Esitaş direnişçisi kadınlar: “Çalışırken ölmek istemedik!”

Çalışanların yüzde 60’ını kadınların oluşturduğu fabrikada, işçiler ağır ve işçi sağlığını hiçe sayan çalışma koşulları nedeniyle sendikal örgütlenme mücadelesi yürütüyorlardı. 10 Haziran’da 145 kişinin işten atılması üzerine direnişe geçen ve sendikalarıyla da sorunlar yaşayan Esitaş işçisi kadınlarla konuştuk.
Paylaş:
Bahar Gök
Bahar Gök
bihargok1982@gmail.com

Sancaktepe’den Dilovası Organize Sanayi Bölgesi’ne yaklaşık bir yıl önce taşınan Esitaş (Arteche) Elektrik fabrikasında çalışan işçiler, bir süredir sendikal örgütlenme mücadelesi yürütüyordu. Şubat ayında yasal çoğunluğu sağlayarak yetki başvurusunda bulunan işçiler bu süreçte işten atılma saldırısıyla karşılaşmıştı. Birleşik Metal-İş Sendikası Gebze 1 No’lu Şube’de örgütlenen işçilerden Yunus Emre Taşdemir’in işten atılması üzerine üretimi durdurarak fabrikayı bir gün işgal eden işçiler yöneticilere geri adım attırarak güçlü bir direniş sergilemişti.
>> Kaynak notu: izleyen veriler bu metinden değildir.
PR #2610, opened 2023-08-14
fixed issue #2608 

MiVHQW:
It was indeed the tabstop order. I fixed the order in a way that it now correctly aligns with the ui order.

### DIFF
--- a/CONTRIBUTORS
+++ b/CONTRIBUTORS
@@ -133,6 +133,7 @@ Derek Dang <github.com/derekdang/>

Yüzde 60’ı kadın işçilerden oluşan Esitaş’ta, işgal eyleminin ardından TİS süreci hızlanmış. İşyerinde işçi temsilcileri önce sendikanın atamasıyla göreve getirilmiş, ancak temsilciler seçim yapılmasını talep etmişler. Aynı temsilciler, seçimleri, işçilerin yüzde 95’inin oyunu alarak kazanmış. Fabrika işçileri arasında da dayanışma ve ortak hareket etme zemini daha da güçlenmiş. Ve artık sıra çalışma koşullarının iyileştirilmesine gelmiş. İşte bu noktada sendikayla tartışmalar yaşayan işçiler, işyerinde elde etmek istedikleri hakların -İş Kanunu’yla da korunma altına alınmış olan temel haklar- bir an önce edinilmesini sağlamak için mücadeleye aralıksız devam etmişler. Burada patlayan kriz 145 işçinin Kod 49’la (verilen görevi yerine getirmemek) 10 Haziran’da işten atılmasına kadar gitmiş.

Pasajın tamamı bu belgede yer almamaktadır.